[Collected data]

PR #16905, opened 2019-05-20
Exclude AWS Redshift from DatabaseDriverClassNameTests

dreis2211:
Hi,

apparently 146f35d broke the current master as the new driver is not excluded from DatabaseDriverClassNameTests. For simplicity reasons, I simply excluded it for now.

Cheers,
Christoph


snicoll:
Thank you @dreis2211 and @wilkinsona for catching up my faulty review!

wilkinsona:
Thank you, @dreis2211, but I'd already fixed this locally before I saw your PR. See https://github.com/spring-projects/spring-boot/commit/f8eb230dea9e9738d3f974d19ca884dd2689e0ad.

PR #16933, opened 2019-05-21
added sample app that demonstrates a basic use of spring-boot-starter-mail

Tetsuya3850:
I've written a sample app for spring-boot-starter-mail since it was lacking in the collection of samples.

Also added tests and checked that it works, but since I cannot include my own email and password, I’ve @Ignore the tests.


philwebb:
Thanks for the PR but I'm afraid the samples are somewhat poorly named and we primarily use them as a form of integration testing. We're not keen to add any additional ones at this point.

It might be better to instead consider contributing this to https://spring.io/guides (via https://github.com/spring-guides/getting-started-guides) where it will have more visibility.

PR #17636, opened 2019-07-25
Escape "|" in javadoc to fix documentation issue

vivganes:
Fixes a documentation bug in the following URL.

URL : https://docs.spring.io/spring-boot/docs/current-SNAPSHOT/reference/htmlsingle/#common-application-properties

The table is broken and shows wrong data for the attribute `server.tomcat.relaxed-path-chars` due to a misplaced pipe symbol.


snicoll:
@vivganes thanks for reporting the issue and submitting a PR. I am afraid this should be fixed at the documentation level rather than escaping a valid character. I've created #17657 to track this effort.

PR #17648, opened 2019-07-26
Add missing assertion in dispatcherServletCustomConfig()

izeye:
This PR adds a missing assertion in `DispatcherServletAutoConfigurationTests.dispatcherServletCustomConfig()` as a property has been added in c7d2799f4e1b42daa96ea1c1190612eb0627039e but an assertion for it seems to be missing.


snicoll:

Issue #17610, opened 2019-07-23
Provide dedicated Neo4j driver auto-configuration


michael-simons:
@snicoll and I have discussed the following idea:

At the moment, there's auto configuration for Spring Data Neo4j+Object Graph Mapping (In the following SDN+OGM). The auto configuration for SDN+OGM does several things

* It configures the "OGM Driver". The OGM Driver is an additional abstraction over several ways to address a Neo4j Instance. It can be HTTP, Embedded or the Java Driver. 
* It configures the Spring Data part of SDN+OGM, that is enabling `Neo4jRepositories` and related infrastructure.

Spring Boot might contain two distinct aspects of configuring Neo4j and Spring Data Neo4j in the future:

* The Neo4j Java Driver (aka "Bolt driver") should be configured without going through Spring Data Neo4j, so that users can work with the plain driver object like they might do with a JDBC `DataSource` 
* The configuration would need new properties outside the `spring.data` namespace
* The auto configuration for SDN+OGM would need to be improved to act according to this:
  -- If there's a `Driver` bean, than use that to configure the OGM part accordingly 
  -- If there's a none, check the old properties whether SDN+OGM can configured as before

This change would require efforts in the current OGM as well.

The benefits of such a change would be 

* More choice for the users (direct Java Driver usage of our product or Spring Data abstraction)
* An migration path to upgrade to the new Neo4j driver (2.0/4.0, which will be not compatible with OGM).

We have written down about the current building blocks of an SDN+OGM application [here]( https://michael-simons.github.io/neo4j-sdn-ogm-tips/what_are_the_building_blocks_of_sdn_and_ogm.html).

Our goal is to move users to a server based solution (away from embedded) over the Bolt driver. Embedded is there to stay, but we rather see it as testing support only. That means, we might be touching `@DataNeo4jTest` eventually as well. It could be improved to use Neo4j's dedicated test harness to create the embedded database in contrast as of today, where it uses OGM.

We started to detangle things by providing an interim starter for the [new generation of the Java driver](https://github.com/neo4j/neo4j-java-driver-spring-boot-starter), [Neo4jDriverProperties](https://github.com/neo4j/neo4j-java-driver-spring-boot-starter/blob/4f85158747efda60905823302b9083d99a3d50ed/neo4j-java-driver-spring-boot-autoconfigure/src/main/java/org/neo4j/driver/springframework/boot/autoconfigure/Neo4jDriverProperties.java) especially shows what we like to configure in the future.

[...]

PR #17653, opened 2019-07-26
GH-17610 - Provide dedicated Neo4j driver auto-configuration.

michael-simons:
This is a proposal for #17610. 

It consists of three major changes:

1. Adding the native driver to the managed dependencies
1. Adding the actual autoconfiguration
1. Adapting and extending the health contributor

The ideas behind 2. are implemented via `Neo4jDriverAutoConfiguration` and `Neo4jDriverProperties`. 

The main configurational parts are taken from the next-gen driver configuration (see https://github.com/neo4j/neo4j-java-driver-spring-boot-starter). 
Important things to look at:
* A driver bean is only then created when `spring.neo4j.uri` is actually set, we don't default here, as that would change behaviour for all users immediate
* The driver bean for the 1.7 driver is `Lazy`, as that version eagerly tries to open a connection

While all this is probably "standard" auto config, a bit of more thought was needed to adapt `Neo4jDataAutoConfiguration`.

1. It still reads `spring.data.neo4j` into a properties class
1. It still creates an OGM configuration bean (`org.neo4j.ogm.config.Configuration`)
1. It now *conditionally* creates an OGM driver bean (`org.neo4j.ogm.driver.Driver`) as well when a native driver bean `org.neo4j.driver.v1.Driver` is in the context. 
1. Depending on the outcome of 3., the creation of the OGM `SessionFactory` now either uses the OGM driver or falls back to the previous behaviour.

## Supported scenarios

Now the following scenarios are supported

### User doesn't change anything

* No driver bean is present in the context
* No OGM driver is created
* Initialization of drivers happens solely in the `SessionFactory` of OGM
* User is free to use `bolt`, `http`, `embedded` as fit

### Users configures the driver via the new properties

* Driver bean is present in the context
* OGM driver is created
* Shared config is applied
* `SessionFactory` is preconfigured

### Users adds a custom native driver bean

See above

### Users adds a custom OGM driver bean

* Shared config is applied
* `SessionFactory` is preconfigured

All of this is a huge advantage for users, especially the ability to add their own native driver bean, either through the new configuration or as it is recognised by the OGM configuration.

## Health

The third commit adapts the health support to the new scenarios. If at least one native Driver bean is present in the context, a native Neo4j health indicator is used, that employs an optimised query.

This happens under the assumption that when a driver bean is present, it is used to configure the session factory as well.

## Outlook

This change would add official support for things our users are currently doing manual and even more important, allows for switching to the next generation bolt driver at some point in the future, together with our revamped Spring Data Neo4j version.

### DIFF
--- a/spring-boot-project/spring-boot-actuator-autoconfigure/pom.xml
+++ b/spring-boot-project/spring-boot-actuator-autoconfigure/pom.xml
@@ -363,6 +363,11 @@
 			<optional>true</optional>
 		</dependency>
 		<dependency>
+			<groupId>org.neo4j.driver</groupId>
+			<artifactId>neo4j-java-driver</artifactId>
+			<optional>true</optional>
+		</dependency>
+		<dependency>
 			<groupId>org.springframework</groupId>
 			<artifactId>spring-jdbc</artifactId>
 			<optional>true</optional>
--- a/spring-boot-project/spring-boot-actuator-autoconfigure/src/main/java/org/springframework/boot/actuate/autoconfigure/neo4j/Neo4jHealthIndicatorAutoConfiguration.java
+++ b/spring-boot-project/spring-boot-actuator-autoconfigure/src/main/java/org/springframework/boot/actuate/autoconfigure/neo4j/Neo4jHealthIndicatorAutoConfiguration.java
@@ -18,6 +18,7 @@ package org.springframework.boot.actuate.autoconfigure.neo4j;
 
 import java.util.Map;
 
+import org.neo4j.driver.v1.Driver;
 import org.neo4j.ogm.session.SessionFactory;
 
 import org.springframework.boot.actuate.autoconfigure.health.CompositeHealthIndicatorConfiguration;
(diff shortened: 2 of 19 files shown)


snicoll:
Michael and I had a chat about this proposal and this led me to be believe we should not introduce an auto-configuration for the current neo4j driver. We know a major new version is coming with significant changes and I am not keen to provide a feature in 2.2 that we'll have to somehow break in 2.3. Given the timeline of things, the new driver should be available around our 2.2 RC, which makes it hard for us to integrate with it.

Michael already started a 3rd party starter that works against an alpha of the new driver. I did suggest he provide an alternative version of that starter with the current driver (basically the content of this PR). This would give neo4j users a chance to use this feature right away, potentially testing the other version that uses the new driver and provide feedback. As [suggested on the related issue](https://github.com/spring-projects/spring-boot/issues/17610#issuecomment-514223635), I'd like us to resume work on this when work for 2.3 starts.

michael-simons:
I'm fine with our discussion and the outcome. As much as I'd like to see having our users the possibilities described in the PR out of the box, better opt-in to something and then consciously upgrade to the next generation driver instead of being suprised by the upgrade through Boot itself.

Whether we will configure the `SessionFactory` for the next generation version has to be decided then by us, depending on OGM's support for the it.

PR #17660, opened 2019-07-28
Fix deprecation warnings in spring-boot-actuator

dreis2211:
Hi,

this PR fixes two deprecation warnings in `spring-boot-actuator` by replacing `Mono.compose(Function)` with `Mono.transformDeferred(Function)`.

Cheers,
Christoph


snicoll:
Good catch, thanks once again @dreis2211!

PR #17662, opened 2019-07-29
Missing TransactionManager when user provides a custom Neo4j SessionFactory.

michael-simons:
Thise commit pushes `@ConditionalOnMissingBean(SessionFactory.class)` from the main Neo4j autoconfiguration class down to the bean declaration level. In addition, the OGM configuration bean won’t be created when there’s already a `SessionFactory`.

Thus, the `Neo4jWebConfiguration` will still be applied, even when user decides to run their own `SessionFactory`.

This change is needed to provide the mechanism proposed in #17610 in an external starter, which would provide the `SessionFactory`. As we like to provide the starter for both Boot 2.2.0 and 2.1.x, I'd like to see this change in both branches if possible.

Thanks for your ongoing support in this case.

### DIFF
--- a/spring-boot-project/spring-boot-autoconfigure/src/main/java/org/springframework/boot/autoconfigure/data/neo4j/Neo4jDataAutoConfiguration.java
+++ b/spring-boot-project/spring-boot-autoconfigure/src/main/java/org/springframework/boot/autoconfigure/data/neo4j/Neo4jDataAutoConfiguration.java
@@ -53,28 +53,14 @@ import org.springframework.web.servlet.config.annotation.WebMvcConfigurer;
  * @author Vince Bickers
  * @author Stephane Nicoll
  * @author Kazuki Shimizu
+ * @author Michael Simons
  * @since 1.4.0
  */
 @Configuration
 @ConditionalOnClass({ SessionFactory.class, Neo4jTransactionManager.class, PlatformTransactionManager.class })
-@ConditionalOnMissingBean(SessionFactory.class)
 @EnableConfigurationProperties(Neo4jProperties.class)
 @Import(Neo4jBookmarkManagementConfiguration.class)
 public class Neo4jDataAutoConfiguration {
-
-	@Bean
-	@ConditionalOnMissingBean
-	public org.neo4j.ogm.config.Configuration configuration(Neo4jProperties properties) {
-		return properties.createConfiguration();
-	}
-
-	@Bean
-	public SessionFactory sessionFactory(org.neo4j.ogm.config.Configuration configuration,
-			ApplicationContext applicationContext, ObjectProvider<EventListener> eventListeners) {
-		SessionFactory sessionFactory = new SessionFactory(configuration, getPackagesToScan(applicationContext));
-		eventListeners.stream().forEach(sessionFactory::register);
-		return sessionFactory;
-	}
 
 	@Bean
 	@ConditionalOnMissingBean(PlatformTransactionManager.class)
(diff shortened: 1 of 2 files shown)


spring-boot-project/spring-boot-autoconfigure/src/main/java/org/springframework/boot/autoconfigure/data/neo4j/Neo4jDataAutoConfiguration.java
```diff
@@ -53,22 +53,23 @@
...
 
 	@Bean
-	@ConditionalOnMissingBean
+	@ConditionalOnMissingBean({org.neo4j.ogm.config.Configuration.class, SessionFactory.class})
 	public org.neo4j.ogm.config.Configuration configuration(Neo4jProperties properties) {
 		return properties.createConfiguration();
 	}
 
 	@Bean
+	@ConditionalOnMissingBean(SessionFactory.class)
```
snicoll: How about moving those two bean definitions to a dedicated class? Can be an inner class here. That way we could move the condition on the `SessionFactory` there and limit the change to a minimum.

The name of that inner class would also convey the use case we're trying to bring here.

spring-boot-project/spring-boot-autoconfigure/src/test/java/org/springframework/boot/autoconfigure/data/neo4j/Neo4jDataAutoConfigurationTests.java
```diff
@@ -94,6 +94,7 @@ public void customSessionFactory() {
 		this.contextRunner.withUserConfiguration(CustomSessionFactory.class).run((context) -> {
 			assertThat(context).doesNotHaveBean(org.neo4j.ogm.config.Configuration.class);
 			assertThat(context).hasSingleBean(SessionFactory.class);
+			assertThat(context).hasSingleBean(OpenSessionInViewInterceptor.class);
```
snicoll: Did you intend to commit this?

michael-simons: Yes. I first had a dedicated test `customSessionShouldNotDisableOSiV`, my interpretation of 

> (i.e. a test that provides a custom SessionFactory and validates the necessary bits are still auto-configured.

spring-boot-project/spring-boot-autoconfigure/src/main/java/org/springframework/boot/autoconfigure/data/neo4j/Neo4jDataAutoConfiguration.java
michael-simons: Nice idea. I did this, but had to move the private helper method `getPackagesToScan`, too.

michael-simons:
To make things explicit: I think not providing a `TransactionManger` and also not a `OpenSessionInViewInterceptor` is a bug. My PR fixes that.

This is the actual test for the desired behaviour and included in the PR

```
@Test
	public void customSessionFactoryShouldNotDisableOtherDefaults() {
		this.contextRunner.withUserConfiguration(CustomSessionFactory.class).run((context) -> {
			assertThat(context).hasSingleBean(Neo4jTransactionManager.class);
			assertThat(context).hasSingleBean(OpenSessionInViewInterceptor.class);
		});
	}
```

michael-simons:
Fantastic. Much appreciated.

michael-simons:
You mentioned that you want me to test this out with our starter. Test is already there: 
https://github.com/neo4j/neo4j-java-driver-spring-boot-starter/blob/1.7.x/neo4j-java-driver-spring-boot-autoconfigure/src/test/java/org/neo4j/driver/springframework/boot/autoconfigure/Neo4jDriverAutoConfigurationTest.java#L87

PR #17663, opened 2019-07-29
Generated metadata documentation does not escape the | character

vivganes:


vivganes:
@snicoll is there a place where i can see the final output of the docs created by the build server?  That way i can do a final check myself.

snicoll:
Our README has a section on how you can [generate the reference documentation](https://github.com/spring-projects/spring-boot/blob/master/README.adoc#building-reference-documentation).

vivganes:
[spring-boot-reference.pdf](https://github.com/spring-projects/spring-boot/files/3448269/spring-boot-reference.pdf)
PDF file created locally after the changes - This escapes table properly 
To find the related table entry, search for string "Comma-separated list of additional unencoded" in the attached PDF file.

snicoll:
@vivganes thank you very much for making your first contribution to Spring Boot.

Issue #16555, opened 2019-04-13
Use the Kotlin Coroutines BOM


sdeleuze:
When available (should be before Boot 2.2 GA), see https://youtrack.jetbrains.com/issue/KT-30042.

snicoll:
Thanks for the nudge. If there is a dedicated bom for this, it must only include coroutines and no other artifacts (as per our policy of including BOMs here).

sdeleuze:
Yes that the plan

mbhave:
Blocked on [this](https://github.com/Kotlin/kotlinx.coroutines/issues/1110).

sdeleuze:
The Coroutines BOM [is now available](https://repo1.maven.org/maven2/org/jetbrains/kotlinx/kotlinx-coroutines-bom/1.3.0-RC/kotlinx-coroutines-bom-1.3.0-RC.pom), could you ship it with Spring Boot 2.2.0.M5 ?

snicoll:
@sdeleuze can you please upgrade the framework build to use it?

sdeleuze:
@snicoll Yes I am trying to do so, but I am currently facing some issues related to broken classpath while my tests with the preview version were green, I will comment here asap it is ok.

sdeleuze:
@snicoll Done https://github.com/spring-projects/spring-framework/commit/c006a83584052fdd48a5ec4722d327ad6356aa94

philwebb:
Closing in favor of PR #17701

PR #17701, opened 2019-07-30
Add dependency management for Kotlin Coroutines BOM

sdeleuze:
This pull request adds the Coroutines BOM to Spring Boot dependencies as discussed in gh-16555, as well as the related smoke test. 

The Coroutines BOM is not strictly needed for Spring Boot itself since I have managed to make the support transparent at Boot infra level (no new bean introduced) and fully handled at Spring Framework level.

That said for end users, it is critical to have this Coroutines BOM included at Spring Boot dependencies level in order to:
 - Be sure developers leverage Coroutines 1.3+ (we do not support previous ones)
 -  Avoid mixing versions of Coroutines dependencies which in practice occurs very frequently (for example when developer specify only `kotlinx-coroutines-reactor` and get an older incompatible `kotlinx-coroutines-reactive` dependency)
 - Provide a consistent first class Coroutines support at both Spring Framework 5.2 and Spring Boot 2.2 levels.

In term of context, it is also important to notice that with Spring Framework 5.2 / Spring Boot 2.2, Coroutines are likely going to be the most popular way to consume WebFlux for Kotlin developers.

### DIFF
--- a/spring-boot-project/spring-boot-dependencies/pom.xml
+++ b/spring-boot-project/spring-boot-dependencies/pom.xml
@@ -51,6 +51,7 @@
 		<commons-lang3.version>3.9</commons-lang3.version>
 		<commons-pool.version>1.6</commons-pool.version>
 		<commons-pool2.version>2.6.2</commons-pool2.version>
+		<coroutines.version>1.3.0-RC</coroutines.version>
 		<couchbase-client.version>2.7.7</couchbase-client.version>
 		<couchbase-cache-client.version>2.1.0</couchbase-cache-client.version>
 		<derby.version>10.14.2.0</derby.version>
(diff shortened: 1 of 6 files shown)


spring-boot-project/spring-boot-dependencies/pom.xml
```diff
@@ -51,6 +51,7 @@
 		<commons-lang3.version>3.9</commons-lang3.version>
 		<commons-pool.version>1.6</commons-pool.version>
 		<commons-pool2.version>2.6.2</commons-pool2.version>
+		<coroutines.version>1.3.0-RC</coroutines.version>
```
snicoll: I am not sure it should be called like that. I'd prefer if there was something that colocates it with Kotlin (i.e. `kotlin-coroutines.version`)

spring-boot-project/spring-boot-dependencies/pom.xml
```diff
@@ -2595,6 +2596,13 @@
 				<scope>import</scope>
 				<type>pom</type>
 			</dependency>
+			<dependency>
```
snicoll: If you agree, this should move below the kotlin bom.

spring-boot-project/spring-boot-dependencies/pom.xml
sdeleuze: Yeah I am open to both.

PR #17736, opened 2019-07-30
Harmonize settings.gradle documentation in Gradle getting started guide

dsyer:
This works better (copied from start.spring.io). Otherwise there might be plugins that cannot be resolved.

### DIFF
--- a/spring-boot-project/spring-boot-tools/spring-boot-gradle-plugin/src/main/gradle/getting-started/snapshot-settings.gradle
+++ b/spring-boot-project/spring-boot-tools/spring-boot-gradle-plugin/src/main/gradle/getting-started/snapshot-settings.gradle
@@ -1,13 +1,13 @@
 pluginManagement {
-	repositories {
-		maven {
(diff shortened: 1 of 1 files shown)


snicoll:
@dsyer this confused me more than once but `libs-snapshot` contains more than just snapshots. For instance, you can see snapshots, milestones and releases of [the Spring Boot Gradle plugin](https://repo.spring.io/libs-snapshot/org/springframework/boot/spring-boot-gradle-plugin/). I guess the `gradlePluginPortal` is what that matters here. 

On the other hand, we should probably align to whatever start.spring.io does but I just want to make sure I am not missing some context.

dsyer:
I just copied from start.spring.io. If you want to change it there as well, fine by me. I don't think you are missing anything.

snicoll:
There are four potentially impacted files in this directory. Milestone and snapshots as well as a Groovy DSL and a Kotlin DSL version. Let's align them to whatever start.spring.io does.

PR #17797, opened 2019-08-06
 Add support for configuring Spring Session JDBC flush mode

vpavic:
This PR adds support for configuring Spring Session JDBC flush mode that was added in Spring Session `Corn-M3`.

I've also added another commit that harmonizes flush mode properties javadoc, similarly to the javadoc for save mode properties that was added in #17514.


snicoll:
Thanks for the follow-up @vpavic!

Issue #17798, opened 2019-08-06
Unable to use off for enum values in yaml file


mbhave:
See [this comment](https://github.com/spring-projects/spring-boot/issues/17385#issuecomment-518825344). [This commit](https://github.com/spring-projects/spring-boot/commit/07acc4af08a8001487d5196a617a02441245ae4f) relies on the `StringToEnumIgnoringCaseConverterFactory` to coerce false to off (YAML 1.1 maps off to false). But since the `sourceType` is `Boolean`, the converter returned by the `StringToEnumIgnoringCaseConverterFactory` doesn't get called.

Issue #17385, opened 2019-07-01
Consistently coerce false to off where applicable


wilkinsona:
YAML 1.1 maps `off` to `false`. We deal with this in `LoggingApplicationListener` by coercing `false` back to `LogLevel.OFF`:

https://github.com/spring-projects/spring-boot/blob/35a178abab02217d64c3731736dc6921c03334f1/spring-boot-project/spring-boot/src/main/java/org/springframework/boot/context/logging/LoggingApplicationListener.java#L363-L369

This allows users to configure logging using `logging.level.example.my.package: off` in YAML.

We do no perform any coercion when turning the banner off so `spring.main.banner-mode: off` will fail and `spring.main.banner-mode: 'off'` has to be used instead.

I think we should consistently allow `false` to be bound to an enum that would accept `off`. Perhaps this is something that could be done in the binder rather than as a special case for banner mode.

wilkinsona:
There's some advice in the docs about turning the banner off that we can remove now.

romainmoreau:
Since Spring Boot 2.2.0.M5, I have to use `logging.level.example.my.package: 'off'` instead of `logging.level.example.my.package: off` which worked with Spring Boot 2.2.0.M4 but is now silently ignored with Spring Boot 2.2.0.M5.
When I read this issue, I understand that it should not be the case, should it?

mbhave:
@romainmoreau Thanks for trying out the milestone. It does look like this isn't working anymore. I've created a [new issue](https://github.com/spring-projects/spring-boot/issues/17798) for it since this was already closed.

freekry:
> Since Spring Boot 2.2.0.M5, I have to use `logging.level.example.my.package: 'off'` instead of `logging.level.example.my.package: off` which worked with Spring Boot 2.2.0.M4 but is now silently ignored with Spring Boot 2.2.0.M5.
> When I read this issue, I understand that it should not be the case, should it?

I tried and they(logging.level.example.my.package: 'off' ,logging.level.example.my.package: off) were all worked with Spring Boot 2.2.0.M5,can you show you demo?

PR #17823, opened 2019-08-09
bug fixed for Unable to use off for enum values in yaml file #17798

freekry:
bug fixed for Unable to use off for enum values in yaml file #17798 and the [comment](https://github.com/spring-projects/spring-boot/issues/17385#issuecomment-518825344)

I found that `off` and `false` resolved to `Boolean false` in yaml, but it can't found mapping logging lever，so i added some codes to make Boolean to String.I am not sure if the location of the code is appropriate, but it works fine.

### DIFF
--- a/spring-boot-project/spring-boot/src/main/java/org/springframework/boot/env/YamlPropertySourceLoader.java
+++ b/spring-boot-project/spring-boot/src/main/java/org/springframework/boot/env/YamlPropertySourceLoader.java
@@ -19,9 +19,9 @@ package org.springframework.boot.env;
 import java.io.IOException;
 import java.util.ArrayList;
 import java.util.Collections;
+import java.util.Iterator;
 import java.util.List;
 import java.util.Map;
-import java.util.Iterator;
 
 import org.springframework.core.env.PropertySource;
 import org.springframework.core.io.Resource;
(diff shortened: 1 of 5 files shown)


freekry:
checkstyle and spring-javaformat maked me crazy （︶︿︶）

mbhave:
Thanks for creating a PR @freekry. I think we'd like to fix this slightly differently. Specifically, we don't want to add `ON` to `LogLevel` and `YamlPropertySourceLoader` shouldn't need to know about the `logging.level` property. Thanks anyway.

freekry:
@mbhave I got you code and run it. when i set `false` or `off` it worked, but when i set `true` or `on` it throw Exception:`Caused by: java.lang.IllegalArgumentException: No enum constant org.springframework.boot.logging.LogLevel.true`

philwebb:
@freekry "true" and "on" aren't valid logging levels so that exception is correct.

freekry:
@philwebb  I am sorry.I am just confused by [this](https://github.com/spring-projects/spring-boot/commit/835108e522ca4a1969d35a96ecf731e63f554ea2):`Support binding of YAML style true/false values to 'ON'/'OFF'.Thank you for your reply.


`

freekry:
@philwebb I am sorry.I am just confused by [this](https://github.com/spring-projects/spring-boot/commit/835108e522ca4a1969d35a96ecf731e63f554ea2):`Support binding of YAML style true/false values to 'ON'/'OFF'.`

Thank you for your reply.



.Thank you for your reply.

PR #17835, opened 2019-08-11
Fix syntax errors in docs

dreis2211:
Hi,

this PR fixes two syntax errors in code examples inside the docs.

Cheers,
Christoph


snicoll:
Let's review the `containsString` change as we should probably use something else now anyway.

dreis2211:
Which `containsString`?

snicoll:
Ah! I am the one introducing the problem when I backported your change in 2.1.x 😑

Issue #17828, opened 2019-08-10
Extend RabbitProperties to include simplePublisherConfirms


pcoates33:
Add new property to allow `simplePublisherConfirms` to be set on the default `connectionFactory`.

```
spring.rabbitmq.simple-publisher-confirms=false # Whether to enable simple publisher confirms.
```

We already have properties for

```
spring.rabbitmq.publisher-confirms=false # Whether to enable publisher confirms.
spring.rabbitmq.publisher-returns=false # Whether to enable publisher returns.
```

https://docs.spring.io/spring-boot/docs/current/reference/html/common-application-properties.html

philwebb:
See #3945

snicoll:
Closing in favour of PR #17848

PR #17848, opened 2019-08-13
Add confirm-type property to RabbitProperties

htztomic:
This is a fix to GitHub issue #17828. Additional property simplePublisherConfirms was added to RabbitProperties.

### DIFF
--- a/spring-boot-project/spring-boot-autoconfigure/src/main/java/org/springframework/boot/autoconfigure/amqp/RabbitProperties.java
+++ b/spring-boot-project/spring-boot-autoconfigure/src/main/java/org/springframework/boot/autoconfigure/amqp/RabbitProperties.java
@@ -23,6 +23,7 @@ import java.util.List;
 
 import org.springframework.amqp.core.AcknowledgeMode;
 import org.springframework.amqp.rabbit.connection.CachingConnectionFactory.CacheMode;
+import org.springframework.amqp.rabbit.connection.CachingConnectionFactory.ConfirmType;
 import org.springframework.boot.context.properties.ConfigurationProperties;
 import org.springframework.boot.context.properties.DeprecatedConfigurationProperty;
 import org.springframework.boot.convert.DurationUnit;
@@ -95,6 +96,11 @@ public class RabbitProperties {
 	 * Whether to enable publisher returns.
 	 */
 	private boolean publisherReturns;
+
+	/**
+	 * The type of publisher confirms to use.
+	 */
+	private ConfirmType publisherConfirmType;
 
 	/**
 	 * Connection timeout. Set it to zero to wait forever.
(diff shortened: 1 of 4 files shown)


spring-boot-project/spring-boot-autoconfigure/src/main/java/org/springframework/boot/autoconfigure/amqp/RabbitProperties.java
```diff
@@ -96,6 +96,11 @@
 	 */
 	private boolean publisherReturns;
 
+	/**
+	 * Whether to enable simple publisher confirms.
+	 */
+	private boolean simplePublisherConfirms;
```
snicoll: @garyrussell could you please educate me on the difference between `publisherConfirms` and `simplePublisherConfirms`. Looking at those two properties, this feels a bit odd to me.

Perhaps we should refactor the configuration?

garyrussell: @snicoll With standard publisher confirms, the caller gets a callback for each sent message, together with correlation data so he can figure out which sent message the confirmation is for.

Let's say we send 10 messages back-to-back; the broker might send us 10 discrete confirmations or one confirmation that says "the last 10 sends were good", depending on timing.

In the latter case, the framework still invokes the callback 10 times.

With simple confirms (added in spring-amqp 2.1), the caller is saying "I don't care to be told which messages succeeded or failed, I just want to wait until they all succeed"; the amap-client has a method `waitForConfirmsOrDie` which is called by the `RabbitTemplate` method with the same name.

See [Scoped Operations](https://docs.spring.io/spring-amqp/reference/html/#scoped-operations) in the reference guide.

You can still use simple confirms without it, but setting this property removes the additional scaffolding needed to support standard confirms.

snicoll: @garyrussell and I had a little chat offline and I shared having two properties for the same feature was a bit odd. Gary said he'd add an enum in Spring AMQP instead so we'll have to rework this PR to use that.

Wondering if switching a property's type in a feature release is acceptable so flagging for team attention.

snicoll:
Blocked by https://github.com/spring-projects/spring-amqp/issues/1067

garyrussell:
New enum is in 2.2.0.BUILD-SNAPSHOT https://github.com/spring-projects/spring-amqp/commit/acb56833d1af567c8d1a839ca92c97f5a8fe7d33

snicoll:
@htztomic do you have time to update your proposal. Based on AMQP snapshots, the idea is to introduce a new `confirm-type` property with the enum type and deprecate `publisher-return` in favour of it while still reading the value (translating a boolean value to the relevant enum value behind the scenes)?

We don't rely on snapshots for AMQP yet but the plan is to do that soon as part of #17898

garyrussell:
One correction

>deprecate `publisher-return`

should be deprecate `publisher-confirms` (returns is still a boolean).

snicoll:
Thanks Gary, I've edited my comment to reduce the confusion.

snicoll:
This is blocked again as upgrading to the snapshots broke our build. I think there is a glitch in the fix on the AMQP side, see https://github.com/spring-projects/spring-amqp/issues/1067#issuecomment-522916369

(To do): Reproduce exactly the section above that begins at the line containing "<groupId>org.springframework</groupId>" and ends at the line containing "Michael and I", leaving out all other lines.

(Task output):
 			<groupId>org.springframework</groupId>
 			<artifactId>spring-jdbc</artifactId>
 			<optional>true</optional>
--- a/spring-boot-project/spring-boot-actuator-autoconfigure/src/main/java/org/springframework/boot/actuate/autoconfigure/neo4j/Neo4jHealthIndicatorAutoConfiguration.java
+++ b/spring-boot-project/spring-boot-actuator-autoconfigure/src/main/java/org/springframework/boot/actuate/autoconfigure/neo4j/Neo4jHealthIndicatorAutoConfiguration.java
@@ -18,6 +18,7 @@ package org.springframework.boot.actuate.autoconfigure.neo4j;
 
 import java.util.Map;
 
+import org.neo4j.driver.v1.Driver;
 import org.neo4j.ogm.session.SessionFactory;
 
 import org.springframework.boot.actuate.autoconfigure.health.CompositeHealthIndicatorConfiguration;
(diff shortened: 2 of 19 files shown)


snicoll:
Michael and I had a chat about this proposal and this led me to be believe we should not introduce an auto-configuration for the current neo4j driver. We know a major new version is coming with significant changes and I am not keen to provide a feature in 2.2 that we'll have to somehow break in 2.3. Given the timeline of things, the new driver should be available around our 2.2 RC, which makes it hard for us to integrate with it.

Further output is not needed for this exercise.